• EXERCISE DETAILS
Work out how many lines in the data below contain the string "tools", and reply with that figure alone.

• WORKING DATA

PR #593, opened 2016-05-09
Fix 2nd arch for live555 & aplayer; cosmetic edits elsewhere.

fbrosson:
* live555: Use **`$developLibDir`** instead of **`$developDir/lib`** since the latter is not appropriate for 2nd arch builds.
* aplayer: Drop **`$secondaryArchSuffix`** for **`cmd:nasm`** in BUILD_PREREQUIRES.
* re2c: use tabs (instead of white spaces) in BUILD_REQUIRES.
* Remove x86_64 from SECONDARY_ARCHITECTURES for sdl2_net, edgar, paladin-git and mediainfo-0.7.61.


fbrosson:
I did not dare to bump REVISION for live555 because the error is very recent and only affects 2nd arch. But I can bump it if someone asks.
Sometimes is is 100% OK to keep the same revision, and sometimes it is not. For situations like this one, where it is _not_ 100% safe to keep the revision unchanged, is it good practive to refrain from bumping it? Thanks!

waddlesplash:
Generally, if your uncertain if you should or shouldn't bump revision, bump it anyway.

fbrosson:
OK, done.
BTW, the rule is cool!

haiku-apps/aplayer/aplayer-4.0_svn.recipe
```diff
@@ -31,7 +31,7 @@ BUILD_PREREQUIRES="
 	cmd:g++$secondaryArchSuffix
 	cmd:ld$secondaryArchSuffix
 	cmd:make
-	cmd:nasm$secondaryArchSuffix
+	cmd:nasm
```
waddlesplash: ?

fbrosson: If someone tries to build aplayer for a 2nd arch, **`cmd:nasm$secondaryArchSuffix`** won't be available because SECOND_ARCHITECTURES is not defined in nasm's recipe. BTW, all the other recipes that need **`cmd:nasm`** do not have the $secondaryArchSuffix for it.
(I guess you have found the explation soon after you posted the question mark ;-)

waddlesplash: Ah, makes sense

PR #594, opened 2016-05-11
check: fix PROVIDES for secondary arch & improve pkg splitting.

fbrosson:
* 0.9.13, 0.9.14 and 0.10.0 were missing a **`cmd:gawk`** in REQUIRES.
* Fixed 2nd arch for 0.10.0 and improved the package splitting.
* Switch 0.9.13 and 0.9.14 to the same layout as 0.10.0.

### DIFF
--- a/dev-libs/check/check-0.10.0.recipe
+++ b/dev-libs/check/check-0.10.0.recipe
@@ -9,7 +9,7 @@ HOMEPAGE="https://libcheck.github.io/check/"
 COPYRIGHT="2001-2015 Arien Malec, Branden Archer, Chris Pickett, Fredrik \
 Hugosson, and Robert Lemmen."
 LICENSE="GNU LGPL v2.1"
-REVISION="1"
+REVISION="2"
 SOURCE_URI="https://github.com/libcheck/check/files/71408/check-$portVersion.tar.gz"
 CHECKSUM_SHA256="f5f50766aa6f8fe5a2df752666ca01a950add45079aa06416b83765b1cf71052"
 PATCHES="check-$portVersion.patch"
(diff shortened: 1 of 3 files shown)


waddlesplash:
Why do we have 3 recipes anyway? Can we dump all but the latest version? I don't see any reason why not...

fbrosson:
I also though about dropping the old recipes, but after some tests I came to the conclusion that it could be worth keeping them all. What I noticed is that the results of:
* **`haikuporter -E check-0.9.13`** follwed by **`make check`**
* **`haikuporter -E check_x86-0.9.13`** follwed by **`make check`**
* **`haikuporter -E check-0.9.14`** follwed by **`make check`**
* **`haikuporter -E check_x86-0.9.14`** follwed by **`make check`**
* **`haikuporter -E check-0.10.0`** follwed by **`make check`**
* **`haikuporter -E check_x86-0.10.0`** follwed by **`make check`**

are quite different.
Hopefully, **`make check`** works for all versions (on both primary and secondary architectures), but sometimes the tests do not work in the chrooted environment. The strange thing is that I managed to have 0.9.13 pass all 7 tests in a chrooted env (using the -E option of haikuporter), but for 0.9.14 and 0.10.0 I don't get 100% success in a chrooted envs. Here's what I get:

version | env | test in non-chrooted env | test in chrooted env
---------- | ----- | --------------------------------- | ---------------------------
0.9.13 | x86_gcc2 primary | All 7 tests passed | All 7 tests passed
0.9.13 | x86 secondary | All 7 tests passed | 1 of 7 tests failed
0.9.14 | x86_gcc2 primary | All 7 tests passed | 1 of 7 tests failed
0.9.14 | x86 secondary | All 7 tests passed | 2 of 7 tests failed
0.10.0 | x86_gcc2 primary | All 8 tests passed | (forgot)
0.10.0 | x86 secondary | All 8 tests passed | (forgot)

Since the chrooted env haikuporter creates for 0.9.13 seems better than the one created for 0.9.14 and 0.10.0, I though it could be interesting to keep all 3 versions until we find out where the problem comes from. I know I should create an issue for that, but I first wanted to dig a little bit more to make sure the problem is not just on my machine.
BTW, when I tested without a chrooted env, I did take care of uninstalling all other versions and only have the appropriate hpkgs installed.
BTW, I've been looking for an option in haikuporter to make it call **`TEST()`** but did not find such a feature. Does such an option already exist?

waddlesplash:
> Since the chrooted env haikuporter creates for 0.9.13 seems better than the one created for 0.9.14 and 0.10.0, I though it could be interesting to keep all 3 versions until we find out where the problem comes from.

Interesting. What are the error messages from the later versions? I'd be more inclined to merge anyway, since it works outside chroot.

> BTW, I've been looking for an option in haikuporter to make it call TEST() but did not find such a feature. Does such an option already exist?

`--test`?

fbrosson:
Thanks for the merge and sorry for this late reply.

> **`--test`**

Thanks! It works like a charm. BTW, I don't know how I managed to miss this option!

> Interesting. What are the error messages from the later versions? I'd be more inclined to merge anyway, since it works outside chroot

With 0.10.0 using **`--test`** I get **`2 of 8 tests failed`** on both primary and secondary architectures.

PR #595, opened 2016-05-16
pipepanic, no need for $secondaryArchSuffix

Begasus:


korli:
This is kind of a useless change, isn't it?

Begasus:
Maybe, but iirc there has been a conversation to not use X86 architectures if not needed ...

korli:
Hmm yeah as secondary arch, it's fine as primary arch.
-1 from me.

Begasus:
Even if it builds with gcc2_x86?

waddlesplash:
The recipe does not (and will never) need to be built on anything but primary arch; so there's no need to have the machinery for that in the recipe file.

korli:
Augustin, IMO you should really think twice before merging any patch that comes up. Just have a look at the commit message... This commit also changes supported primary architectures for no good reason.
This kind of cleanup can be done through a script. Why should we accept such a change for one recipe only, this is more pollution. Just my thought.

waddlesplash:
> This kind of cleanup can be done through a script. Why should we accept such a change for one recipe only, this is more pollution. Just my thought.

Ah, true, that's a good point. Makes sense; I'll reject changes like this in the future.

PR #891, opened 2016-11-30
libsodium: drop libtool file, configure with --disable-ssp.

fbrosson:
* **`configure --disable-ssp`** to avoid the dependency on libssp.
* Enable x86_64.
* Use 18.1.1 for the lib version, instead of **`$portVersion`**.
* Replace **`cmd:libtool`** by **`cmd:libtoolize$secondaryArchSuffix`**.
* Change prepareInstalledDevel**Libs** to prepareInstalledDevel**Lib**, since we have only one lib here.

### DIFF
--- a/dev-libs/libsodium/libsodium-1.0.11.recipe
+++ b/dev-libs/libsodium/libsodium-1.0.11.recipe
@@ -4,42 +4,45 @@ fork of NaCl, with a compatible API, and an extended API to improve usability \
 even further.
 Its goal is to provide all of the core operations needed to build higher-level \
 cryptographic tools.
-The design choices emphasize security, and \"magic constants\" have clear rationales.
+The design choices emphasize security, and \"magic constants\" have clear \
+rationales.
 Despite the emphasis on high security, primitives are faster across-the-board \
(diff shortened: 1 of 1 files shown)


fbrosson:
I'm getting this error when I call **`haikuporter -S libsodium`** on x86_64:
```
POLICY ERROR: can't find used library "libssp.so.0"
POLICY ERROR: can't find used library "libssp.so.0"
Error: packaging policy violation(s) in strict mode
```
BTW **`pkgman search lib:libssp`** does not know that libssp is in **`/system/develop/tools/lib/gcc/x86_64-unknown-haiku/5.4.0/`**.
Does someone know how this issue should be handled?
Thanks!

pulkomandy:
The gcc packages provides should be fixed.

fbrosson:
OK, thanks @pulkomandy!
(My x86_64 is still on hrev50701, so I'll update to the latest hrev, just in case this fixes the issue.)

korli:
@fbrosson  it should be configured with --disable-ssp.

fbrosson:
Thanks @korli!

• RESULT BELOW
2